### What you have to do
Within the listing below, show every line that contains the word "well".

::::

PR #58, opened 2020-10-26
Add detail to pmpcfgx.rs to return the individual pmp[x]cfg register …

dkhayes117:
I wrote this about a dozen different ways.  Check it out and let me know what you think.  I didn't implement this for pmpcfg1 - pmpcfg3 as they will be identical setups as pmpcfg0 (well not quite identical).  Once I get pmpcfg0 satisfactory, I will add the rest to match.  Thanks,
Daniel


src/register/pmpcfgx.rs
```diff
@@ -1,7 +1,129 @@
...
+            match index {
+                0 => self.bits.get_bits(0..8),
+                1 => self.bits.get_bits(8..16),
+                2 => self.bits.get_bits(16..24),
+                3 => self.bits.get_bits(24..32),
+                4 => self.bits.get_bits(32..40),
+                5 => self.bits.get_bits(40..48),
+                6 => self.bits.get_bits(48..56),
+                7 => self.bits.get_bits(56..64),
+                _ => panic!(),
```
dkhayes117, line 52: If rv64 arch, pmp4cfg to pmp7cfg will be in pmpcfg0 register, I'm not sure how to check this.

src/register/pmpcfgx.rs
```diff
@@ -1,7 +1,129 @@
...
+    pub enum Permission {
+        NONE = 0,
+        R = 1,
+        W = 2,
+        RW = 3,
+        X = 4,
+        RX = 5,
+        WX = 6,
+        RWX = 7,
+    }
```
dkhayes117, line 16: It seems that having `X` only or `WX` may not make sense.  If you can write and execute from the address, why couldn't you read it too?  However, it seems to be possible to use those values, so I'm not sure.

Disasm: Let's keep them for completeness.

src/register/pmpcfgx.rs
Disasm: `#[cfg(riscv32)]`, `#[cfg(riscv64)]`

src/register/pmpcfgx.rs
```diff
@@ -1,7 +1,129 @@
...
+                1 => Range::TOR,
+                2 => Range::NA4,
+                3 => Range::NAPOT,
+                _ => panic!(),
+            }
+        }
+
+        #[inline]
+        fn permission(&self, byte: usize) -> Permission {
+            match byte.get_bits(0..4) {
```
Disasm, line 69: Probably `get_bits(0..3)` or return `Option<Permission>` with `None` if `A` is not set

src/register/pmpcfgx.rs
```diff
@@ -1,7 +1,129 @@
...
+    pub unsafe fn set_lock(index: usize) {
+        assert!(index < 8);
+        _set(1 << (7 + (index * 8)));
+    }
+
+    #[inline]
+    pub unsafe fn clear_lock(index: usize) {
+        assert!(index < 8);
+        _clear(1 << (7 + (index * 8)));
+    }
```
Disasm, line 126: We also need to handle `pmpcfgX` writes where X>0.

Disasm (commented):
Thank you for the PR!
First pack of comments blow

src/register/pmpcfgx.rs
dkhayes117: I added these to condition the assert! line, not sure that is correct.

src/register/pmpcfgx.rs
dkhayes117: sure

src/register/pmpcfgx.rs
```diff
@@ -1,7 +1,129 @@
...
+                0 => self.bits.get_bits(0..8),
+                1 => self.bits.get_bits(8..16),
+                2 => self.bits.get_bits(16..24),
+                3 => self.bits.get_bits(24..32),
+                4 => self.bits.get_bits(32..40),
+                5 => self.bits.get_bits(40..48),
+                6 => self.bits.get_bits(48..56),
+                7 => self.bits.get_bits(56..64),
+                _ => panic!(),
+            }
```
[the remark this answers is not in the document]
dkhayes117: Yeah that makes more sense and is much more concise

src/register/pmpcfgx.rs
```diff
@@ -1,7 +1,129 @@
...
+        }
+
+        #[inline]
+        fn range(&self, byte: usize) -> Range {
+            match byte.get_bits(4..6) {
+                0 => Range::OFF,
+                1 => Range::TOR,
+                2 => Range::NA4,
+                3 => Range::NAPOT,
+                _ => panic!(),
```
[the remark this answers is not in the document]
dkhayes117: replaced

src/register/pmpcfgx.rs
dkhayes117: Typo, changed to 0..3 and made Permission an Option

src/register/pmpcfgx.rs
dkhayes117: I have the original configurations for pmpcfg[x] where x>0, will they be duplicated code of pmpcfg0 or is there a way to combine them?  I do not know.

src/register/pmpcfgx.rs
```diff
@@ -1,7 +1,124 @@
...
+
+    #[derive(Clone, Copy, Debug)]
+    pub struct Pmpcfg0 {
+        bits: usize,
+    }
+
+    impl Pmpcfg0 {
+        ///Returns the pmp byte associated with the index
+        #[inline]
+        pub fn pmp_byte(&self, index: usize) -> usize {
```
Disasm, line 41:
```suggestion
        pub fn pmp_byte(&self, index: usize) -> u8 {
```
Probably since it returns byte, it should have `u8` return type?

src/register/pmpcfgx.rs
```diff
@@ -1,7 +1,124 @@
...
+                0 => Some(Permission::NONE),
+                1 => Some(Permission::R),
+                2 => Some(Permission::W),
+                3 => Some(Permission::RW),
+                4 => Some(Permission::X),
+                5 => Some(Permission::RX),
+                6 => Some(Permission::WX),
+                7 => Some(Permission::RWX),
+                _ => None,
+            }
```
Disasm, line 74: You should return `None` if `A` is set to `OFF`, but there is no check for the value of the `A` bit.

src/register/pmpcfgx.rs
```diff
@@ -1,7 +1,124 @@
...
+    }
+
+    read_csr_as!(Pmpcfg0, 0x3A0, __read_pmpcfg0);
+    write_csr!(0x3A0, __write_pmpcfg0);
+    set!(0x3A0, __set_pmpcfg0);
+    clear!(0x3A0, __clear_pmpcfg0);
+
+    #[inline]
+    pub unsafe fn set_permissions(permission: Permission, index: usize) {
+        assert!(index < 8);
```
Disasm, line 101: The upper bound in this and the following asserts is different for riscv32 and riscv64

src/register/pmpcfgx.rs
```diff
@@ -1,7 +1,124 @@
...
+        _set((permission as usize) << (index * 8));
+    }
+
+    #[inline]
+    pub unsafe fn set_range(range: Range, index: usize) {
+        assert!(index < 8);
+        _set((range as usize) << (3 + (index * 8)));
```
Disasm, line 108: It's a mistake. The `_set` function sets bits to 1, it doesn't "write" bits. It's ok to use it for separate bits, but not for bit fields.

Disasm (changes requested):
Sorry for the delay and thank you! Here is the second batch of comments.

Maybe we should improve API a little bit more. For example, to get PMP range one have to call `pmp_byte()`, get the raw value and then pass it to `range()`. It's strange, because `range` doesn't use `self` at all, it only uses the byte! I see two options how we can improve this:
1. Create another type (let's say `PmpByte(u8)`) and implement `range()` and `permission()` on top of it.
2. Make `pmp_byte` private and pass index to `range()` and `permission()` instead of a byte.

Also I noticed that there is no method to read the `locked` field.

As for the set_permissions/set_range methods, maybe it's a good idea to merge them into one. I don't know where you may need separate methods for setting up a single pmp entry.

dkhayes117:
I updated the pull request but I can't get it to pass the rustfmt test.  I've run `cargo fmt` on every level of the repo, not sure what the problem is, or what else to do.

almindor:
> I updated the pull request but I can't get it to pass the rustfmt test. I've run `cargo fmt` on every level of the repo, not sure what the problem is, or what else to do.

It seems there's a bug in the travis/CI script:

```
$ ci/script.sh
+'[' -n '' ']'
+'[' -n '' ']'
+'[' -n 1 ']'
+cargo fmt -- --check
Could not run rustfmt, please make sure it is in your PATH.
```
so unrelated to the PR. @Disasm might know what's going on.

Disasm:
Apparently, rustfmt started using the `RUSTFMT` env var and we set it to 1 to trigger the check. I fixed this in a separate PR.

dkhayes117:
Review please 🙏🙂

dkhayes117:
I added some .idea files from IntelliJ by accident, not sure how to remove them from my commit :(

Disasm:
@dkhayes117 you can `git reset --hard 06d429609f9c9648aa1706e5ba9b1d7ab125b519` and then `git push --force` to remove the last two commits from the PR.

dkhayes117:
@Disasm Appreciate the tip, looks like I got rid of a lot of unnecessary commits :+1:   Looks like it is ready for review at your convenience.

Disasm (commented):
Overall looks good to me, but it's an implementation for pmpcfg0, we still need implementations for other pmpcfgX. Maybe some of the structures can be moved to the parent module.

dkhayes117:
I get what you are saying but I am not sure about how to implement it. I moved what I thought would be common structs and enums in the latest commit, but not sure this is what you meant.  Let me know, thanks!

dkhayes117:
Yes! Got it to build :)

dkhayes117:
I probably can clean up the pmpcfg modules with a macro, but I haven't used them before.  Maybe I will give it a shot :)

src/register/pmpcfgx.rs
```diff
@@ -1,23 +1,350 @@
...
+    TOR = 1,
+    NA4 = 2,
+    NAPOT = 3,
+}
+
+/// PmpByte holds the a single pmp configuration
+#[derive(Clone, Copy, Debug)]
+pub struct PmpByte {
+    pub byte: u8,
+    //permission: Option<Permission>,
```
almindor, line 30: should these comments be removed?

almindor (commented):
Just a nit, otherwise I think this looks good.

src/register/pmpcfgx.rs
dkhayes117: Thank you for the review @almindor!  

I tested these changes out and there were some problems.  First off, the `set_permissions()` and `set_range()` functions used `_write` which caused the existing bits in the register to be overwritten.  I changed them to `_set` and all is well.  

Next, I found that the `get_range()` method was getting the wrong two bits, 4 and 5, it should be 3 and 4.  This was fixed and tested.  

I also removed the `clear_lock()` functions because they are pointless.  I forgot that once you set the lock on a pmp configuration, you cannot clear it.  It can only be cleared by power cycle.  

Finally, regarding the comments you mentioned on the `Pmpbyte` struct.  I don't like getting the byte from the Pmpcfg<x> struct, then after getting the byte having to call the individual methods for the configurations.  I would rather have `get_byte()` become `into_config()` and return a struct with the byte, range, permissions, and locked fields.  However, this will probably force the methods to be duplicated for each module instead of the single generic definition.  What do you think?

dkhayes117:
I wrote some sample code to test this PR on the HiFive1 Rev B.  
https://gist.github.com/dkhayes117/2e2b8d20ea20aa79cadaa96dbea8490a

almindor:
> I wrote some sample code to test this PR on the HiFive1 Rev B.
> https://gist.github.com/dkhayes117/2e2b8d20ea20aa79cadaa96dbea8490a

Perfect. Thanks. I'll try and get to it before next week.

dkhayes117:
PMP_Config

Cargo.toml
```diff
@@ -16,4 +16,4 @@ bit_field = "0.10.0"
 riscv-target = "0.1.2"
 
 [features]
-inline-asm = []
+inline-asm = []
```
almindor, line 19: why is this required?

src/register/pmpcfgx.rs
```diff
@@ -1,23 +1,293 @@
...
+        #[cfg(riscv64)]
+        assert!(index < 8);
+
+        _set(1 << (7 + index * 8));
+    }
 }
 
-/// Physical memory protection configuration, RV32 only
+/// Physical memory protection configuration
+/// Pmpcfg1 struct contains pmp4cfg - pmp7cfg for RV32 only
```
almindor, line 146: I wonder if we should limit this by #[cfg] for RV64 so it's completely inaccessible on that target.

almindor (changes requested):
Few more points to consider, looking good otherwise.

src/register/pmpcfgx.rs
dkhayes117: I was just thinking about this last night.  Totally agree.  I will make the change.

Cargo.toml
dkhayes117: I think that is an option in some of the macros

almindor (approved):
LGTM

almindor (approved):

::::

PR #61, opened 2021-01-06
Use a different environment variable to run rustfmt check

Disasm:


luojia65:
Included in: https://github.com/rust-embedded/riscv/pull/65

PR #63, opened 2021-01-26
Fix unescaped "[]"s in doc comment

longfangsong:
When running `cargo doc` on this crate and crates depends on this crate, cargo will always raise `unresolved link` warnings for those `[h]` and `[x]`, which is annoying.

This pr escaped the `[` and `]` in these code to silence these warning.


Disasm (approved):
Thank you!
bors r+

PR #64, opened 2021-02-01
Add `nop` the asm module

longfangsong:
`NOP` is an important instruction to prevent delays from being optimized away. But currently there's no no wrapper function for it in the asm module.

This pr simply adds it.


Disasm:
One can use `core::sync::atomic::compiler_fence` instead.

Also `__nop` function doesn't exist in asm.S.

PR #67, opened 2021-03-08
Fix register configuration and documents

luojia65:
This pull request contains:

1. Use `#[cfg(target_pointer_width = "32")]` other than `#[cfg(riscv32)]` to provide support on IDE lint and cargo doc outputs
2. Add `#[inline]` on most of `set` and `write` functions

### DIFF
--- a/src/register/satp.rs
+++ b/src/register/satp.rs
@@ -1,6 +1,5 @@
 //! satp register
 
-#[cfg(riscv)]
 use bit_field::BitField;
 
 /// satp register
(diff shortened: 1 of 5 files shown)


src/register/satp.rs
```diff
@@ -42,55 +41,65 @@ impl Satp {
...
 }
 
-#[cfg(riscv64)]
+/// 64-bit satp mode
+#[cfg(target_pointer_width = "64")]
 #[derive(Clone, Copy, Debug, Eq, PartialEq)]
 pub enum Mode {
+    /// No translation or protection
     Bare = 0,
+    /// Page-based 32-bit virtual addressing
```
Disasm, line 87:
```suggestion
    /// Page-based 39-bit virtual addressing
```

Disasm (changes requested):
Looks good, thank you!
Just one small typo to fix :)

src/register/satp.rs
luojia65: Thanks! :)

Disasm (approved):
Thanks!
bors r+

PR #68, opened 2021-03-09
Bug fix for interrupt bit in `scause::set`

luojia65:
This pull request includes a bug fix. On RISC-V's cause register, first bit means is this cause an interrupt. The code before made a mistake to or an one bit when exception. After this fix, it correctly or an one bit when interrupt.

::::

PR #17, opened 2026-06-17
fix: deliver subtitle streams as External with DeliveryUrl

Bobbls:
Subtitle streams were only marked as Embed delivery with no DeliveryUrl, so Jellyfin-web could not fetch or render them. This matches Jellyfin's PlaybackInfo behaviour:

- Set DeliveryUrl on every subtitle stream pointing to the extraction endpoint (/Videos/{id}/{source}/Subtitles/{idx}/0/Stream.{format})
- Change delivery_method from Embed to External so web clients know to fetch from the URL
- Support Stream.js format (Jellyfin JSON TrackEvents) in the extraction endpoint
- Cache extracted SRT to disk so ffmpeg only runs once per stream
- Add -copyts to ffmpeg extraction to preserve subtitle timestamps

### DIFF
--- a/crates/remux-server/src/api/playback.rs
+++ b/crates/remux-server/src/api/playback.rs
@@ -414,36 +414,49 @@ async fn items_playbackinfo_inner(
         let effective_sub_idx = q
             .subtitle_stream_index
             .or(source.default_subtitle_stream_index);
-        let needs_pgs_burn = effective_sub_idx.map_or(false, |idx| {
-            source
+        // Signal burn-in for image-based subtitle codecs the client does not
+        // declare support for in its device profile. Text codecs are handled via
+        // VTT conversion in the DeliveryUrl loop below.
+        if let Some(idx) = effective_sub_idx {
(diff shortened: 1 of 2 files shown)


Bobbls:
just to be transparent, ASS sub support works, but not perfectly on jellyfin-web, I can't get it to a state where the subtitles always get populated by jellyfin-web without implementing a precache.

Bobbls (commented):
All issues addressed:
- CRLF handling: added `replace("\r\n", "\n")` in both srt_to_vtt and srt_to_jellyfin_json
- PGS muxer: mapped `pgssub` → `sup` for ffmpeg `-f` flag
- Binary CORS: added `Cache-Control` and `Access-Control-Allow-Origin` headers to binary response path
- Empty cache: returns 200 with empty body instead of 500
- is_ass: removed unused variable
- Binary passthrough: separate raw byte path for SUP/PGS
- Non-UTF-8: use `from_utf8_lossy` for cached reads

::::

### Response to the exercise
I wrote this about a dozen different ways.  Check it out and let me know what you think.  I didn't implement this for pmpcfg1 - pmpcfg3 as they will be identical setups as pmpcfg0 (well not quite identical).  Once I get pmpcfg0 satisfactory, I will add the rest to match.  Thanks,
I tested these changes out and there were some problems.  First off, the `set_permissions()` and `set_range()` functions used `_write` which caused the existing bits in the register to be overwritten.  I changed them to `_set` and all is well.  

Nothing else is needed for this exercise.